# Missions Questions.



## baron (Jan 21, 2011)

I was reading the new issue of Reformed Presbyterian Witness and on the back cover it has, RP Missions is the short term missions organization of the RPCNA. I must confess I do not know a lot about Missions. My former church was not very good at supporting Missions.

My question's are:

1) Are short term missions worth while. Talking if you are going to travel say to Africa, would it be helpful? Or would it be better to send the money to the people on the ground there. Seeing how it would cost a great deal of money for air fare and other things, you do not speak the lanuage, so wouldn't it be better to just send money. They could then have extra money for what ever they needed. I'm sure they also could hire christian and non christian villagers to help out and that may be a good witness. (Are you getting in the way of the missionariers being short term?)

2) I know they say those involved in short term missions learn a lot but would it not be better say if your an American then go to a U.S.A. area?

3) Are you able to send money to a missionary direct, for them to use how ever they see fit? Or do you have to send the money to the organization and then they use the money how they see fit?

Sorry if my questions are confusing. Also no I'm not looking into becoming a missionary short term.


----------



## saintandsinner77 (Jan 21, 2011)

I am a member of an RPCNA church- check out this link:RP Missions
It has some good articles that might address your questions.

As a personal story, I have been on two short term missions trip to Peru, South America (not with the RP). We had interpreters. On one occasion, I was able to give a sermon and one man prayed to receive Christ as his Lord and Savior afterwards.
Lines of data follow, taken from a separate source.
PR #117, opened 2022-04-04
Fix issues with losing state when navigating or opening/closing items, while filtering.

dobromir-hristov:
Bug/issue #, if applicable: 90843762

## Summary

This PR fixes a few issues we have noticed during testing:

- [x] rdar://90841554 ([TESTFEST] Navigation collapses on searched term when performing a search, expanding and then selecting a subsection)
- [x] rdar://90843762 ([TESTFEST] Filtering for Sample Code yields inconsistent UI experience)
- [x] Navigating across pages while filtering, re-opens all previously closed items.

## Dependencies

NA

## Testing

You can use any doccarchive with an index.

Steps:
1. Apply a generic enough filter
2. Start opening/closing items.
3. Assert there are no items being lost when opening/closing.
4. Try to find a parent item that has no children matches. Assert it renders as closed initially, but you can expand and see it's children.
5. Try cmd + click to open all siblings. Assert its all working as expected.
6. Try alt + click to open all nested children. Assert they are all rendered in correct order.
7. Close some items and start navigating across links in the page OR by clicking navigator items. 
9. Assert the collapsed items are not opened, unless your current page is in one of them.
10. Try the same with going back/forward in the browser.
11. Clear the filters and assert the only open items are the ones leading to the current page.
12. Assert that opening/closing items without a filter works as expected.

## Checklist

- [x] Added tests


src/components/Navigator/NavigatorCard.vue
```diff
@@ -838,6 +860,9 @@ export default {
         this.focusIndex(0);
       }
     },
+    convertChildrenArrayToObject(children) {
+      return Object.fromEntries(children.map(child => [child.uid, child]));
```
mportiz08, line 864: Not blocking, but as a very minor performance improvement, you may want to rewrite this in a single pass loop using `reduce` instead of looping twice (one for `fromEntries` and one for `map`

mportiz08, line 864: Not blocking, but as a very minor performance improvement, you may want to rewrite this in a single pass loop using `reduce` instead of looping twice (one for `fromEntries` and one for `map`

src/utils/arrays.js
```diff
@@ -8,5 +8,8 @@
  * See https://swift.org/CONTRIBUTORS.txt for Swift project authors
 */
 
-// eslint-disable-next-line import/prefer-default-export
 export const last = array => array[array.length - 1];
+
+export const isEqual = (first = [], second = []) => (
```
mportiz08, line 13: Minor thing, but I can't think of a good use case for this function having the default arguments of empty arrays.

mportiz08, line 13: Minor thing, but I can't think of a good use case for this function having the default arguments of empty arrays.

tests/unit/utils/arrays.spec.js
```diff
@@ -18,4 +18,37 @@ describe('arrays', () => {
...
+
+    it('returns false, if the two arrays are different', () => {
+      expect(isEqual(first, second)).toBe(false);
+    });
+
+    it('returns false, if the array does not have the same item types', () => {
+      expect(isEqual(first, firstStrings)).toBe(false);
+    });
+
+    it('does not error out, if passed undefined', () => {
```
mportiz08, line 43: I think you could take this out since I don't think this would ever be an expected way to call this function (with only a single array).

mportiz08, line 43: I think you could take this out since I don't think this would ever be an expected way to call this function (with only a single array).

src/components/Navigator/NavigatorCard.vue
```diff
@@ -316,6 +316,34 @@ export default {
...
+     * This is used on both toggling, as well as on navigation and filtering.
+     * @return {Object.<string, NavigatorFlatItem>}
+     */
+    renderableChildNodesMap({ filteredChildrenUpToRootSet, childrenMap, hasFilter }) {
+      if (!hasFilter) return childrenMap;
+      const all = [];
+      // create a set of all matches and their parents
+      filteredChildrenUpToRootSet.forEach((current) => {
+        // if it has no children, just add it
+        if (!current.childUIDs.length) return all.push(current);
```
mportiz08, line 337: This is probably working the way that you expect, but it's a little confusing to read since the `forEach` isn't expected to actually return anything, and you're possibly just using the returns to break the control flow(?). Also, `Array.push` returns a count which adds to the confusing way this reads, to me at least.

It might be helpful to rewrite this either using `Array.reduce` with `Array.concat` to add/return items or just a simple for loop without return statements for imperative actions like `Array.push`.

Or am I maybe just misunderstanding something here?

mportiz08, line 337: This is probably working the way that you expect, but it's a little confusing to read since the `forEach` isn't expected to actually return anything, and you're possibly just using the returns to break the control flow(?). Also, `Array.push` returns a count which adds to the confusing way this reads, to me at least.

It might be helpful to rewrite this either using `Array.reduce` with `Array.concat` to add/return items or just a simple for loop without return statements for imperative actions like `Array.push`.

Or am I maybe just misunderstanding something here?

mportiz08:
Sorry, GitHub decided to double all my review comments...

dobromir-hristov:
@swift-ci test

src/components/Navigator/NavigatorCard.vue
dobromir-hristov: Yeah it was to break to flow. Refactored it a bit. I cant use `reduce`, because I am looping a `Set` and I wanted to not convert it back to an array again.

dobromir-hristov:
@swift-ci test

dobromir-hristov:
@swift-ci test

mportiz08 (approved):

dobromir-hristov:
@swift-ci test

They were amazing trips- to be able to feed the poor, hand out gospel literature in Spanish, not to mention making new friends (whom I still chat online with) and trying exotic foods and visiting Incan ruins. I gave my testimony to a mixed crowd of believers and unbelievers with my friend translating for me. People down there welcomed us, though we were not all fluent in Spanish- they were impressed that as Americans, we would give up time and money to feed them and share the gospel with them. I would recommend a short-term trip to anyone who is able to go. It has the potential of revitalizing one's faith and seeing the bigger picture of advancing Christ's kingdom throughout the world.


----------



## Pergamum (Jan 21, 2011)




----------



## py3ak (Jan 21, 2011)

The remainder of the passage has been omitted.